Today I had one of those salutary moments, when something simple makes you pause. For the first time in several month, with a slight chill in the early morning air, I put on a winter coat. As I reached into a pocket I pulled out a face mask. In an instant I was reminded just how long the pandemic is enduring and how, half a year later, we are once again looking at a curve that is rising at a vertiginous rate.
Most of the cost of this protracted crisis will not emerge until after a point of solution or stabilisation is reached. We are now living through what a friend describes as a ‘chronic emergency’, which will no doubt have more and less acute phases. A recent two week holiday in the UK had occasional moments when it felt as though I was on furlough from the front-line. Still hearing the reports of struggle and danger but removed from its immediate impact.
Spending time in the depths of rural mid-Wales had much of the benefit of being on retreat. The weather was an unexpected gift of warm days and comfortable nights. Across a landscape of hills, woodland and waterways, the turn of the year was coming into view as foliage showed the first signs of autumn. Sitting by the River Wye just above Rhayader I was reminded of a reflection which took place much further downstream. At Tintern Abbey, more than two hundred years ago, Wordsworth’s contemplation of a bucolic scene led to thoughts about the changes brought to us by the passage of time:
While here I stand, not only with the sense
Of present pleasure, but with pleasing thoughts
That in this moment there is life and food
For future years.
Wordsworth, Lines written a few miles above Tintern Abbey, 1798

In current circumstances we may all be drawing on ‘life and food’ laid down in past years to help us navigate turbulent waters. A Western tendency for several decades has been to assume a degree of certainty about the future. Only when viewed at a distance can we see how this is an aberration in terms of both human history and the reality of life in other parts of the world. If a pay cheque doesn’t come at the end of the month it is an outrage which leads to prompt correction and a shamefaced apology. Yet in the 1980s, while spending a year in South America, it was an accepted reality that sometimes pay might be delayed for one or more months – especially in the public sector. We need to be circumspect about what we take for granted. Will 2020 be viewed as a scary year that departed momentarily from story of economic growth and prosperity, or will we look back on it as the beginning of the decade of Covid? We don’t know – and we shouldn’t assume.

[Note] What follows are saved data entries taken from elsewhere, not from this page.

Issue #4492, opened 2020-12-07
[Fleet] Add service name to datasets


jalvz:
- ~Depends on [spec definition](https://github.com/elastic/package-spec/issues/64)~
- Depends on [kibana support](https://github.com/elastic/kibana/issues/88307)
- Should rely on [existing code to sanitize service name](https://github.com/elastic/apm-server/blob/master/datastreams/servicename.go)

axw:
Confirmed with BC2 and epr-snapshot, with opbeans-python and opbeans-go running:

`apm-integration-testing$ ./scripts/compose.py start 7.12 --bc=latest --apm-server-managed --with-elastic-agent --package-registry-url=https://epr-snapshot.elastic.co --with-opbeans-python --with-opbeans-go`

The "-" in the service names, which is a reserved character (data stream separator) is replaced with "_".

![image](https://user-images.githubusercontent.com/843579/109102005-d50f9280-7762-11eb-9b9f-41159754ea5f.png)

PR #4674, opened 2021-02-02
Add service name to dataset field

jalvz:
## Motivation/summary

Implement the indexing strategy for APM data

## Checklist

## How to test these changes

Install APM package, send data to apm-server, and observe that data streams are created containing the ingested service names, and no legacy indices are created

## Related issues

Closes https://github.com/elastic/apm-server/issues/4492
Requires https://github.com/elastic/kibana/pull/89870


model/metricset.go
```diff
@@ -199,15 +199,16 @@ func (me *Metricset) Transform(ctx context.Context, cfg *transform.Config) []bea
...
 		if isInternal {
 			// Metrics that include well-defined transaction/span fields
 			// (i.e. breakdown metrics, transaction and span metrics) will
 			// be stored separately from application and runtime metrics.
-			fields[datastreams.DatasetField] = InternalMetricsDataset
-		} else {
-			fields[datastreams.DatasetField] = AppMetricsDataset
+			dataset = InternalMetricsDataset
 		}
+		dataset += "." + datastreams.NormalizeServiceName(me.Metadata.Service.Name)
```
simitt, line 210: nit: Could you also use `fmt.Sprintf` here as everywhere else; it would only create one new string, instead of two.

simitt (approved):

PR #4954, opened 2021-03-15
beater: add pprof-related config

axw:
## Motivation/summary

Introduce hidden config for development and performance analysis:

 - apm-server.pprof.enabled (default: false)

   Adds the "/debug/pprof" endpoint to the server's
   main HTTP server. This can be used instead of the
   "--httpprof" flag, to enable working with a single
   port.

 - apm-server.pprof.block_profile_rate (default: 0)

   If >0, sets the block profile rate. See
   https://golang.org/pkg/runtime/#SetBlockProfileRate

 - apm-server.pprof.mem_profile_rate (default: 0)

   If >0, sets the memory allocation profile rate. See
   `MemProfileRate` at https://golang.org/pkg/runtime/#pkg-variables

 - apm-server.pprof.mutex_profile_rate (default: 0)

   If >0, sets the mutex profile rate. See
   https://golang.org/pkg/runtime/#SetMutexProfileFraction

These config do not support hot-reloading, and will only work when passed in the initial config. I'm not intending to document these, at least not now; they're not intended for end users.

## How to test these changes

1. Run apm-server without config, `http://localhost:8200/debug/pprof` should 404
2. Run apm-server with `-E apm-server.pprof.enabled=true`, generate load
   - `http://localhost:8200/debug/pprof` should return the pprof index page, and links (cmdline, goroutine, heap, etc.) should be valid
   - `go tool pprof http://localhost:8200/debug/pprof/heap` should yield a non-empty heap profile
   - `go tool pprof http://localhost:8200/debug/pprof/block` should yield an empty block profile, because no block profile rate has been configured
3. Run apm-server with `-E apm-server.pprof.enabled=true -E apm-server.pprof.block_profile_rate=1`, generate load
   - `go tool pprof http://localhost:8200/debug/pprof/block` should yield a non-empty block profile

## Related issues

None specifically.

### DIFF
--- a/beater/api/mux.go
+++ b/beater/api/mux.go
@@ -19,6 +19,7 @@ package api
 
 import (
 	"net/http"
+	"net/http/pprof"
 
 	"github.com/elastic/beats/v7/libbeat/beat"
 	"github.com/elastic/beats/v7/libbeat/logp"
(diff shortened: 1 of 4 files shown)


axw:
jenkins run the tests please

simitt (approved):

simitt:
tested with BC 4 - works as expected

PR #4975, opened 2021-03-22
Set client.ip for iOS agent

### LINKED ISSUE #4935: Apply geo-ip data to mobile trace data
Related: elastic/apm-server#2262
Due to platform constraints, the easiest way to capture geo-ip data is to use the host ip address available in the header data when connecting to the apm server. According to elastic/apm-server#2262 this will be `host.id`. For context, the iOS agent utilizes the otelp interface on the apm server.

axw:
## Motivation/summary

Introduce a new "ClientMetadata" gRPC interceptor which records information about the gRPC client. The logic was extracted from the logging interceptor, which now relies on the client metadata interceptor being installed before it.

Also, move the gRPC auth interceptor after logging and metrics so auth failures are logged and included in metrics.

## Checklist

## How to test these changes

1. Instrument an iOS application with https://github.com/elastic/apm-agent-ios, pointed at APM Server.
2. Check that event documents have a `client.ip` field which matches the IP of the iOS application's device.

## Related issues

Closes #4935


beater/interceptors/metadata.go
```diff
@@ -0,0 +1,83 @@
...
+		ctx = context.WithValue(ctx, clientMetadataKey{}, values)
+		return handler(ctx, req)
+	}
+}
+
+type clientMetadataKey struct{}
+
+// ContextWithClientMetadata returns a copy of ctx with values.
+func ContextWithClientMetadata(ctx context.Context, values ClientMetadataValues) context.Context {
+	return context.WithValue(ctx, clientMetadataKey{}, values)
```
stuartnelson3, line 67: for my own education: using `clientMetadataKey{}` provides us with an identifier to extract the values, but it also doesn't allocate because it's an empty struct?

beater/interceptors/metadata.go
```diff
@@ -0,0 +1,83 @@
...
+}
+
+// ClientMetadataFromContext returns client metadata extracted by the ClientMetadata interceptor.
+func ClientMetadataFromContext(ctx context.Context) (ClientMetadataValues, bool) {
+	values, ok := ctx.Value(clientMetadataKey{}).(ClientMetadataValues)
+	return values, ok
```
stuartnelson3, line 73: any reason you're assigning to variables instead of `return ctx.Value(...)`?

stuartnelson3 (approved):

stuartnelson3:
>Instrument an iOS application with https://github.com/elastic/apm-agent-ios, pointed at APM Server.

is this something that's easy to do? or is it requiring running some app in xcode etc etc

beater/interceptors/metadata.go
axw: Because that doesn't compile :)
`return ctx.Value(...)` would compile, but the type assertion requires assignment to intermediate variables.

beater/interceptors/metadata.go
axw: Using an unexported struct type as the key is recommended by the Go docs (https://golang.org/pkg/context/):

>    // A key identifies a specific value in a Context. Functions that wish
>    // to store values in Context typically allocate a key in a global
>    // variable then use that key as the argument to context.WithValue and
>    // Context.Value. **A key can be any type that supports equality;
>    // packages should define keys as an unexported type to avoid
>    // collisions.**

axw:
>> Instrument an iOS application with https://github.com/elastic/apm-agent-ios, pointed at APM Server.
>
> is this something that's easy to do? or is it requiring running some app in xcode etc etc

I understand that it currently requires us to use a mac, I suppose running xcode. This will probably fall on @bryce-b to test.

simitt:
@bryce-b tested this with an instrumented iOS app. https://github.com/elastic/apm-server/issues/5247 was created as a follow up task.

In uncertain times we can all benefit from contact with things that convey a sense of continuity. The seasons arrive with reassuring regularity, and each one with its own riches. Autumn has often been a metaphor for later life, and it is a reminder that even change which may not always be welcome comes with its own beauty. We may mourn the loss of summer’s rich canopies and expansive days of warmth, but in the transformation of the season there is a spectacular display of colour. Its fleeting nature, combined with the change in climate, can intensify the pleasure we take in a beauty made all the richer by our knowledge of its brevity.
We enter autumn with questions about the future which are unusual for many of us – but not for all. Living wisely with uncertainty can be a tall order, and finding reserves of reflection matter all the more when our footing feels less sure. Pausing to recognise the beauty of today, or recalling those past moments that have grounded and fed our spirit, will perhaps be more valuable now than we imagine.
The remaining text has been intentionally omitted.